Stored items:
Issue #335, opened 2018-08-07
Launch commands in Windows Bash WSL


jseguillon:
Hello,
Under Win10, I prefer using helm in bash subsystem than in powershell, simply because most of helm plugins are not working on powershell. I'd like to use my helm and kubectl from bash inside VS Code. 

Overidding `"terminal.integrated.shell.windows": "C:\\WINDOWS\\System32\\bash.exe"` does not apply. I also tried to change `"vs-kubernetes.helm-path": "C:\\WINDOWS\\System32\\bash.exe -c helm""` but then plugin answers : "C:\WINDOWS\System32\bash.exe -c helm does not exist!" 

Is there any way to launch helm and kubectl in bash ?

itowlson:
@radu-matei Sound like you started looking at this - is it okay to assign it to you?

radu-matei:
Surely, you can assign it to me.

@jseguillon - I also tried to add variations of `bash.exe -c` as the path for tools, but that is not going to work for various reasons:

- first, we check if it's Windows, and if so, `.exe` is added - https://github.com/Azure/vscode-kubernetes-tools/blob/master/src/binutil.ts#L45

- then, the command itself (`get pods -o json`, for example) is added on top of the path + binary. Because of how we should call `bash.exe` binaries (mainly `bash.exe -c "kubectl get pods -o json"` - note the quotes), even if we skip adding the `.exe` extension, we still miss the correct quotes.

The fix I have in mind - and @itowlson, @bnookala and @jseguillon - tell me if it's acceptable - would be to add a top level `useWSL` config to the settings, and if true, handle all paths accordingly.

On top of that, there is also the discussion of: which Kubernetes config should we use - the one in Windows (`C:/Users/<user>/.kube/config` - this can be accessed from WSL as `/mnt/c/...`) or the one in WSL (`~/.kube/config`)

Thoughts?

itowlson:
Agree that whether to use the Windows or Linux binaries should be controlled by a setting, rather than kludged in by using a `bash` command line in a tool path.  Note that we don't yet have a consistent way of invoking tools so this might end up touching quite a few places (or you might have to try to rationalise the tool invocation code!).

[...]

PR #394, opened 2018-10-25
Add support for using the kubernetes extension on Windows via WSL kubectl/helm

brendandburns:
@itowlson

### DIFF
--- a/src/components/config/config.ts
+++ b/src/components/config/config.ts
@@ -128,7 +128,7 @@ export async function setAlwaysCleanUp(): Promise<void> {
 
 // Use WSL on Windows
 
-const USE_WSL_KEY = "useWsl";
+const USE_WSL_KEY = "use-wsl";
 
 export function getUseWsl(): boolean {
     return vscode.workspace.getConfiguration(EXTENSION_CONFIG_KEY)[USE_WSL_KEY];
--- a/src/components/config/config.ts
+++ b/src/components/config/config.ts
@@ -126,6 +126,14 @@ export async function setAlwaysCleanUp(): Promise<void> {
     await setConfigValue(AUTO_CLEANUP_DEBUG_KEY, true);
 }
 
+// Use WSL on Windows
+
+const USE_WSL_KEY = "useWsl";
+
+export function getUseWsl(): boolean {
+    return vscode.workspace.getConfiguration(EXTENSION_CONFIG_KEY)[USE_WSL_KEY];
+}
+
 // Other bits and bobs
 
 export function getOutputFormat(): string {
--- a/src/explainer.ts
+++ b/src/explainer.ts
@@ -7,27 +7,28 @@ import * as shelljs from 'shelljs';
 
 import { formatComplex, formatOne, Typed, formatType } from "./schema-formatting";
 import { getActiveKubeconfig, getUseWsl } from './components/config/config';
+import { shell } from '../test/fakes';
 
-function loadKubeconfig(): kubernetes.KubeConfig {
+async function loadKubeconfig(): Promise<kubernetes.KubeConfig> {
     const kc = new kubernetes.KubeConfig();
     const kubeconfig = getActiveKubeconfig();
     if (kubeconfig) {
         kc.loadFromFile(kubeconfig);
-    } else {
-        if (getUseWsl()) {
-            const result = shelljs.exec('wsl.exe cat $HOME/.kube/config', { silent: true }) as shelljs.ExecOutputReturnValue;
-            if (result.code === 0) {
-                kc.loadFromString(result.stdout);
-                return kc;
-            }
-        }
-        kc.loadFromDefault();
+        return kc;
     }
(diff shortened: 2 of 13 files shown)


itowlson:
cc @radu-matei since you were interested in this

itowlson:
Relevant: #335.

itowlson:
@brendandburns The CI environment has changed and broken the linter - could you rebase onto master please, as this contains a fix/workaround, then your CI should start passing.  Thanks!

brendandburns:
@itowlson rebased.

brendandburns:
@itowlson I fixed this so that port-forward, describe, attach, logs (with following) and terminal all appear to work correctly.

I think this is pretty much complete at this point...

brendandburns:
Fixed the lint problem...

brendandburns:
@itowlson I think this is ready to go. ptal.

Thanks!

src/components/config/config.ts
```diff
@@ -126,6 +126,14 @@ export async function setAlwaysCleanUp(): Promise<void> {
     await setConfigValue(AUTO_CLEANUP_DEBUG_KEY, true);
 }
 
+// Use WSL on Windows
+
+const USE_WSL_KEY = "useWsl";
```
itowlson: We usually hyphenate rather than camel-case config keys I think - suggest

```suggestion
const USE_WSL_KEY = "use-wsl";
```

src/explainer.ts
```diff
@@ -3,18 +3,31 @@
...
 
-export function readSwagger(): Promise<any> {
+function loadKubeconfig(): kubernetes.KubeConfig {
     const kc = new kubernetes.KubeConfig();
     const kubeconfig = getActiveKubeconfig();
     if (kubeconfig) {
         kc.loadFromFile(kubeconfig);
     } else {
+        if (getUseWsl()) {
+            const result = shelljs.exec('wsl.exe cat $HOME/.kube/config', { silent: true }) as shelljs.ExecOutputReturnValue;
```
itowlson: Do we need to handle the case where they have WSL, have `kubectl` under WSL, but use a KUBECONFIG under WSL to use a non-default kubeconfig file?

itowlson: Consider making this async, as I believe this is called only from methods that return promises, and could therefore return a promise itself without having too much of a ripple effect.

src/shell.ts
```diff
@@ -50,7 +50,7 @@ export interface ShellResult {
 export type ShellHandler = (code: number, stdout: string, stderr: string) => void;
 
 function isWindows(): boolean {
-    return (process.platform === WINDOWS);
+    return (process.platform === WINDOWS) && !getUseWsl();
```
itowlson: I'm anxious this is going to break places where we use `isWindows()` to understand how to work with the _host_ filesystem, e.g. constructing file URIs for use with the `Diff` command.

itowlson: Think you need to update the `platform()` function too, which also examines `process.platform`.  `platform()` is used for installing tools so need to consider whether these get correctly installed into WSL in this situation (e.g. we download and untar to the file system directly, and currently assume it's the host file system).

src/kubectl.ts
```diff
@@ -194,6 +194,10 @@ async function spawnAsChild(context: Context, command: string[]): Promise<ChildP
 
 async function invokeInTerminal(context: Context, command: string, pipeTo: string | undefined, terminal: Terminal): Promise<void> {
     if (await checkPresent(context, 'command')) {
+        // You might be tempted to think we needed to add 'wsl' here if user is using wsl
+        // but this runs in the context of a vanilla terminal, which is controlled by the
+        // existing preference, so it's not necessary.
+        // But a user does need to default VS code to use WSL in the settings.json
```
itowlson: Might be good to check for this and provide a warning notification if they are using a PowerShell terminal with a WSLised extension, as this could cause weird errors e.g. a resource appears in the extension, but commands that interact with it in the terminal fail because the Windows kubeconfig has a different active cluster from the WSL kubeconfig.

src/components/config/config.ts
brendandburns: done.

src/explainer.ts
brendandburns: done.

src/shell.ts
brendandburns: Tested that diff works correctly.

brendandburns: Install now works correctly.

src/kubectl.ts
brendandburns: Can we get at vs code preferences like this?

src/explainer.ts
brendandburns: done.

brendandburns:
@itowlson I think this is now ready to go.... (at least for a first draft)

brendandburns:
@itowlson friendly ping on this one.

Thanks!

__Activity__.
The response should consist of the entries, retyped exactly and in full.

__Reply to the exercise__.
Issue #335, opened 2018-08-07
Launch commands in Windows Bash WSL


jseguillon:
Hello,
Under Win10, I prefer using helm in bash subsystem than in powershell, simply because most of helm plugins are not working on powershell. I'd like to use my helm and kubectl from bash inside VS Code. 

Overidding `"terminal.integrated.shell.windows": "C:\\WINDOWS\\System32\\bash.exe"` does not apply. I also tried to change `"vs-kubernetes.helm-path": "C:\\WINDOWS\\System32\\bash.exe -c helm""` but then plugin answers : "C:\WINDOWS\System32\bash.exe -c helm does not exist!" 

Is there any way to launch helm and kubectl in bash ?

itowlson:
@radu-matei Sound like you started looking at this - is it okay to assign it to you?

radu-matei:
Surely, you can assign it to me.

@jseguillon - I also tried to add variations of `bash.exe -c` as the path for tools, but that is not going to work for various reasons:

- first, we check if it's Windows, and if so, `.exe` is added - https://github.com/Azure/vscode-kubernetes-tools/blob/master/src/binutil.ts#L45

- then, the command itself (`get pods -o json`, for example) is added on top of the path + binary. Because of how we should call `bash.exe` binaries (mainly `bash.exe -c "kubectl get pods -o json"` - note the quotes), even if we skip adding the `.exe` extension, we still miss the correct quotes.

The fix I have in mind - and @itowlson, @bnookala and @jseguillon - tell me if it's acceptable - would be to add a top level `useWSL` config to the settings, and if true, handle all paths accordingly.

On top of that, there is also the discussion of: which Kubernetes config should we use - the one in Windows (`C:/Users/<user>/.kube/config` - this can be accessed from WSL as `/mnt/c/...`) or the one in WSL (`~/.kube/config`)

Thoughts?

itowlson:
Agree that whether to use the Windows or Linux binaries should be controlled by a setting, rather than kludged in by using a `bash` command line in a tool path.  Note that we don't yet have a consistent way of invoking tools so this might end up touching quite a few places (or you might have to try to rationalise the tool invocation code!).

[...]

PR #394, opened 2018-10-25
Add support for using the kubernetes extension on Windows via WSL kubectl/helm

brendandburns:
@itowlson

### DIFF
--- a/src/components/config/config.ts
+++ b/src/components/config/config.ts
@@ -128,7 +128,7 @@ export async function setAlwaysCleanUp(): Promise<void> {
 
 // Use WSL on Windows
 
-const USE_WSL_KEY = "useWsl";
+const USE_WSL_KEY = "use-wsl";
 
 export function getUseWsl(): boolean {
     return vscode.workspace.getConfiguration(EXTENSION_CONFIG_KEY)[USE_WSL_KEY];
--- a/src/components/config/config.ts
+++ b/src/components/config/config.ts
@@ -126,6 +126,14 @@ export async function setAlwaysCleanUp(): Promise<void> {
     await setConfigValue(AUTO_CLEANUP_DEBUG_KEY, true);
 }
 
+// Use WSL on Windows
+
+const USE_WSL_KEY = "useWsl";
+
+export function getUseWsl(): boolean {
+    return vscode.workspace.getConfiguration(EXTENSION_CONFIG_KEY)[USE_WSL_KEY];
+}
+
 // Other bits and bobs
 
 export function getOutputFormat(): string {
--- a/src/explainer.ts
+++ b/src/explainer.ts
@@ -7,27 +7,28 @@ import * as shelljs from 'shelljs';
 
 import { formatComplex, formatOne, Typed, formatType } from "./schema-formatting";
 import { getActiveKubeconfig, getUseWsl } from './components/config/config';
+import { shell } from '../test/fakes';
 
-function loadKubeconfig(): kubernetes.KubeConfig {
+async function loadKubeconfig(): Promise<kubernetes.KubeConfig> {
     const kc = new kubernetes.KubeConfig();
     const kubeconfig = getActiveKubeconfig();
     if (kubeconfig) {
         kc.loadFromFile(kubeconfig);
-    } else {
-        if (getUseWsl()) {
-            const result = shelljs.exec('wsl.exe cat $HOME/.kube/config', { silent: true }) as shelljs.ExecOutputReturnValue;
-            if (result.code === 0) {
-                kc.loadFromString(result.stdout);
-                return kc;
-            }
-        }
-        kc.loadFromDefault();
+        return kc;
     }
(diff shortened: 2 of 13 files shown)


itowlson:
cc @radu-matei since you were interested in this

itowlson:
Relevant: #335.

itowlson:
@brendandburns The CI environment has changed and broken the linter - could you rebase onto master please, as this contains a fix/workaround, then your CI should start passing.  Thanks!

brendandburns:
@itowlson rebased.

brendandburns:
@itowlson I fixed this so that port-forward, describe, attach, logs (with following) and terminal all appear to work correctly.

I think this is pretty much complete at this point...

brendandburns:
Fixed the lint problem...

brendandburns:
@itowlson I think this is ready to go. ptal.

Thanks!

src/components/config/config.ts
```diff
@@ -126,6 +126,14 @@ export async function setAlwaysCleanUp(): Promise<void> {
     await setConfigValue(AUTO_CLEANUP_DEBUG_KEY, true);
 }
 
+// Use WSL on Windows
+
+const USE_WSL_KEY = "useWsl";
```
itowlson: We usually hyphenate rather than camel-case config keys I think - suggest

```suggestion
const USE_WSL_KEY = "use-wsl";
```

src/explainer.ts
```diff
@@ -3,18 +3,31 @@
...
 
-export function readSwagger(): Promise<any> {
+function loadKubeconfig(): kubernetes.KubeConfig {
     const kc = new kubernetes.KubeConfig();
     const kubeconfig = getActiveKubeconfig();
     if (kubeconfig) {
         kc.loadFromFile(kubeconfig);
     } else {
+        if (getUseWsl()) {
+            const result = shelljs.exec('wsl.exe cat $HOME/.kube/config', { silent: true }) as shelljs.ExecOutputReturnValue;
```
itowlson: Do we need to handle the case where they have WSL, have `kubectl` under WSL, but use a KUBECONFIG under WSL to use a non-default kubeconfig file?

itowlson: Consider making this async, as I believe this is called only from methods that return promises, and could therefore return a promise itself without having too much of a ripple effect.

src/shell.ts
```diff
@@ -50,7 +50,7 @@ export interface ShellResult {
 export type ShellHandler = (code: number, stdout: string, stderr: string) => void;
 
 function isWindows(): boolean {
-    return (process.platform === WINDOWS);
+    return (process.platform === WINDOWS) && !getUseWsl();
```
itowlson: I'm anxious this is going to break places where we use `isWindows()` to understand how to work with the _host_ filesystem, e.g. constructing file URIs for use with the `Diff` command.

itowlson: Think you need to update the `platform()` function too, which also examines `process.platform`.  `platform()` is used for installing tools so need to consider whether these get correctly installed into WSL in this situation (e.g. we download and untar to the file system directly, and currently assume it's the host file system).

src/kubectl.ts
```diff
@@ -194,6 +194,10 @@ async function spawnAsChild(context: Context, command: string[]): Promise<ChildP
 
 async function invokeInTerminal(context: Context, command: string, pipeTo: string | undefined, terminal: Terminal): Promise<void> {
     if (await checkPresent(context, 'command')) {
+        // You might be tempted to think we needed to add 'wsl' here if user is using wsl
+        // but this runs in the context of a vanilla terminal, which is controlled by the
+        // existing preference, so it's not necessary.
+        // But a user does need to default VS code to use WSL in the settings.json
```
itowlson: Might be good to check for this and provide a warning notification if they are using a PowerShell terminal with a WSLised extension, as this could cause weird errors e.g. a resource appears in the extension, but commands that interact with it in the terminal fail because the Windows kubeconfig has a different active cluster from the WSL kubeconfig.

src/components/config/config.ts
brendandburns: done.

src/explainer.ts
brendandburns: done.

src/shell.ts
brendandburns: Tested that diff works correctly.

brendandburns: Install now works correctly.

src/kubectl.ts
brendandburns: Can we get at vs code preferences like this?

src/explainer.ts
brendandburns: done.

brendandburns:
@itowlson I think this is now ready to go.... (at least for a first draft)

brendandburns:
@itowlson friendly ping on this one.

Thanks!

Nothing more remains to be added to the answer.